Nagorno-Karabakh, with the direct support of official Yerevan, has been striving for all these years to obtain the status of independence. And this path, and not reunification with Armenia, was not chosen by chance. It is based on the international principle of the right of peoples to self-determination. This principle has been discussed at the negotiating table for many years, along with the territorial integrity of Azerbaijan and the non-use of force.
But for all the years not a single country has recognized the independence of the NKR. It is impossible to imagine that this will happen in the current post-war geopolitical realities.
“Even before the declaration of independence of Karabakh, there were two trends. One was the unification with Armenia. The Armenian authorities of that period, headed by Levon Ter-Petrosyan, abandoned this idea. The second was separation from Azerbaijan – though also inclusion in Russia, but not in Azerbaijan.
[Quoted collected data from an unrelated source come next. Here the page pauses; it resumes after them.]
PR #7827, opened 2025-07-06
build: generate nerd font attributes during the build

jcollie:
Rather than committing a generated Zig file, build it on the fly during the build.


mitchellh (changes requested):
Since the patcher contains an eval, this isn’t something I want to do. Sorry. Additonally, This isn’t a file that will change often so I’d rather just keep it checked in for now. Finally, we’d probably want to add this to the dist anyways so source tarballs don’t need python.

kenvandine (approved):
The snap change looks good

Perhaps now the same trend will be observed. It is clear to everyone that Karabakh cannot be part of Azerbaijan. But if the Armenian authorities abandon Karabakh, Karabakh will most likely be forced to turn to third countries”, Karen Igityan believes.
Confrontation between Russia and Turkey
After the signing of the ceasefire declaration in the fall of 2020, the most significant violation of the ceasefire regime in Nagorno-Karabakh occurred in March of this year. The Azerbaijani Armed Forces took control of the settlement and part of the nearby strategically important height, which were transferred under the responsibility of the Russian peacekeeping contingent.
The Russian peacekeepers not only failed to defend the territory, but then failed to return the Azerbaijanis to their original positions through negotiations. The violation of the regime became a reason for talk that Baku took advantage of the Ukrainian events and went on another provocation with impunity.
Against this background, the issue of confrontation between Russia and Turkey in the South Caucasus region has again become topical. Before the 2020 war, Ankara did not have much influence on the decision-making in the context of the Karabakh conflict. Now Turkey is one of the main players.
Turkey’s positions are also strengthening against the backdrop of the process of reconciliation with Armenia. Yerevan declares its interest to improve relations and open borders. If the process is successful, Moscow’s influence in Armenia will decrease. However, the “Turkish front” has a direct influence on the Karabakh processes, public figure Avetik Chalabyan believes:
“If you take a broad look at the processes that are taking place in our region, we can say that Turkey has very specific interests – to unite the Turkic world into something common. In what form it may be, it is still difficult to say. It is quite possible to assume that Turkey can create the same organization as the EAEU or the CSTO. Turkey expects that Russia’s position will be weakened, and it will be able to occupy the vacant niches.
Be that as it may, Russia remains the main, though not the only, decision-making center in the South Caucasus. Moreover, Moscow is coordinating its positions with Ankara, and this factor cannot be ignored in Yerevan. However, on the issue of a peace treaty, the current authorities of the country will have to focus not only on external players, but also on public opinion and the scale of mass protests that have begun in Armenia.